At the time, that represented 0.86% of the city's population of 744,000.

NCFH's 1.5 million figure relating to homeless children is credible only if a combination of the following is true:

  • That homelessness is on average just as bad everywhere else in the country as it is in the homeless magnet known as San Francisco (cough, cough). If that were indeed the case, you would come up with a total homeless population of 2.58 million.
  • That 59% of the 2.58 million homeless are children, even though they represent less than 25% of the USA's population as a whole.
  • Alternatively, that the economy has gone so bad so quickly in the intervening 8 months that the homeless population, again still mirroring San Francisco across the entire country, shot up to about 4 million, and that 38% of that new number are children (still a rate 50% higher (38 ÷ 25 = about 1.5] than in the overall population).

That's just crazy.

The advocacy group is clearly inflating the problem by a factor of at least 2 or 3, and probably more, either by playing games with statistics or defining "homelessness" to include situations that do not represent "living on the streets." Even the San Francisco figure quoted above includes a majority who were at the time in a city-funded home -- meaning that they really weren't, well, “homeless.”

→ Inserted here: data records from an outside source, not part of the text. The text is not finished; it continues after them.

PR #1216, opened 2018-06-25
add vnc script support for MAC OSX

shiywang:
Signed-off-by: Shiyang Wang <shiywang@redhat.com>

**What this PR does / why we need it**:
I just finished the code and make sure compile success, but since I'm a poor kid, haven't got any chance to borrow a macbook to test it yet : (   I'll try to ask my colleague to borrow them a macbook to test.  

**Which issue(s) this PR fixes** *(optional, in `fixes #<issue number>(, fixes #<issue_number>, ...)` format, will close the issue(s) when PR gets merged)*:
Fixes https://github.com/kubevirt/kubevirt/issues/812 https://github.com/kubevirt/kubevirt/issues/1084

**Special notes for your reviewer**:
@fabiand @rmohr @slintes 

```release-note
Add virtctl vnc support for MAC OSX
```

Issue #1084, opened 2018-05-28
Add virtctl logic for mac viewers


fabiand:
On mac we need to try a few viewers, because the stock `screen sharing` app does not support a "fluent connection", as it always requires the user to input credentials.

The script from PR #1076 can be used for reference

shiywang:
I can take a look of this one

fabiand:
That would be awesome!

Feel assigned, @shiywang and let me know if we can give a hand (#kubevirt on freenode and #virtualization on k8s.slack.com)

slintes:
fixed by https://github.com/kubevirt/kubevirt/pull/1216

PR #1673, opened 2018-11-05
Add vnc script support for MAC OSX

### LINKED ISSUE #812: Can't get "virtctl vnc..." running on OSX
Hi,

I installed the kubevirt demo on a remote cluster. Everything seems to run fine, `virtctl console ...` works, but I can't get `virtctl vnc ...` running. A window is opening and showing these errors: first "Unknown graphic type for the guest vnc://127.0.0.1:55073", and after a click on `ok` "Couldn't create a session for this type: vnc".

For getting so far I installed the Spice OSX client (https://www.spice-space.org/osx-client.html), and added a script named `remote-viewer` to my PATH, which just calls the OSX binary with `/Applications/RemoteViewer.app/Contents/MacOS/RemoteViewer "$@"`.

Do I need to install more?

mlsorensen:
Completes/addresses comments on  (seemingly abandoned) pull #1216, adding 'virtctl vnc' capability for OSX with installed third party VNC viewers.

Fixes #812 #1084

@fabiand @rmohr @slintes

**Release note**:

```release-note
Allows 'virtctl vnc' command to work on OSX, provided one of Tiger VNC, Chicken, or Real VNC are installed.

```

### DIFF
--- a/pkg/virtctl/vnc/vnc.go
+++ b/pkg/virtctl/vnc/vnc.go
@@ -159,14 +159,11 @@ func (o *VNC) Run(cmd *cobra.Command, args []string) error {
 		listenResChan <- err
 	}()
 
-	// execute remote viewer
+	// execute VNC
 	go func() {
+		defer close(doneChan)
 		port := ln.Addr().(*net.TCPAddr).Port
-		args := []string{fmt.Sprintf("vnc://127.0.0.1:%d", port)}
-		if glog.V(4) {
-			args = append(args, "--debug")
-			glog.Infof("remote-viewer commandline: %v", args)
-		}
+		args := []string{}
 
 		vncBin := ""
 		osType := runtime.GOOS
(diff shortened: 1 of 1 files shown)


slintes:
Thanks, looks good to me. The only question is: how to test this... would be nice if at least someone else could verify this manually imho. @karmab do you have a mac, and can you give it a try please?

karmab:
@slintes testing it

karmab:
hello, tested it and it worked fine,
concretely, in my case, i dont have any of the proposed vnc packages so i got an error
actually i dot have remote-viewer in my path, so i suggest adding the same patch i used in the code ( in `pkg/virtcl/vnc/vnc.go` in the darwin case section


```
            } else if _, err := exec.LookPath("remote-viewer"); err == nil {
                vncBin = "remote-viewer"
                args = remoteViewerArgs(port)
            } else if !os.IsNotExist(err) {
                viewResChan <- err
                return
            }
```

karmab:
probably should mentioned that my remote-viewer comes from this spice package `http://people.freedesktop.org/~teuf/spice-gtk-osx/dmg/0.5.7/RemoteViewer-0.5.7-1.dmg`

pkg/virtctl/vnc/vnc.go
```diff
@@ -146,32 +159,74 @@ func (o *VNC) Run(cmd *cobra.Command, args []string) error {
...
+			} else if !os.IsNotExist(err) {
+				viewResChan <- err
+				return
+			} else if _, err := os.Stat(REAL_VNC); err == nil {
+				vncBin = REAL_VNC
+				args = realVncArgs(port)
+			} else if !os.IsNotExist(err) {
+				viewResChan <- err
+				return
+			}
```
karmab: we should also handle case when remote-viewer was installed in osx and can be found in path

mlsorensen: The thing about the RemoteViewer package is that it seems to require a supplemental script on the user's side to get it to launch cleanly via CLI, I can't just 'ln -s /Applications/RemoteViewer.app/Contents/MacOS/RemoteViewer /usr/local/bin/remote-viewer' for example.

I do like the idea though of having a fallback of just looking for a 'remote-viewer' in the path as a fallback, people are free to script that to what they desire. I'll add the suggestion.

mlsorensen: I've pushed the suggested changes and re-tested with all four 'if' cases on MacOS now.  For the remote-viewer case I still get the error 'Unknown graphic type for the guest vnc://127.0.0.1:59476' as described in #812 but I'm just going to assume that is an issue with my quick attempt to get a custom remote-viewer working, and that if someone has a working remote-viewer setup in their path that it will work.

mlsorensen:
I see there are some failed checks, I don't believe they have anything to do with this change. Let me know if there's anything left to do.

slintes:
@mlsorensen can you please add looking for "remote-viewer" binary for windows? See https://github.com/kubevirt/kubevirt/pull/1694. Thanks!

mlsorensen:
> @mlsorensen can you please add looking for "remote-viewer" binary for windows? See #1694. Thanks!

Sure. I don't have a windows system to test on, would it be as simple as:

```
@@ -198,7 +198,7 @@ func (o *VNC) Run(cmd *cobra.Command, args []string) error {
                                viewResChan <- err
                                return
                        }
-               case "linux":
+               case "linux", "windows":
                        _, err := exec.LookPath(REMOTE_VIEWER)
                        if exec.ErrNotFound == err {
                                viewResChan <- fmt.Errorf("could not find the remote-viewer binary in $PATH")
```

Or does it need custom handling/args? Is it actually called 'virt-viewer', or does 'remote-viewer' work? If "virtctl vnc" on windows isn't officially supported yet, perhaps that can be added by someone who can test it and make the change along with the documentation change in a subsequent pull.

slintes:
> perhaps that can be added by someone who can test it and make the change along with the documentation change in a subsequent pull

fair point

rmohr:
@mlsorensen thank you!

PR #1675, opened 2018-11-06
backport of virtctl image-upload to release-0.9

mhenriks:

This is a backport of #1605 which did not make the cut for release-0.9

Fixes #

**Release note**:

```release-note
image-upload command added to virtctl
```


rmohr:
ci test please

rmohr:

President Obama's answer tacitly acquiesced to the alleged truth of Chappell's/NCFH's claim, which was covered widely in the press earlier this month (examples: CNN; AP via CBS). Obama also took a jab at his predecessor when he said that "And, you know, the homeless problem was bad even when the economy was good." (Silver lining: He actually admitted that the economy was once good, though his minders will probably cop out and say that he was referring to the 1990s.)

By answering as he did, Barack Obama gave presidential legitimacy to Chappell's/NCFH's phony figure, and to a developing conventional wisdom in the establishment media that will probably have to be batted down frequently for years to come.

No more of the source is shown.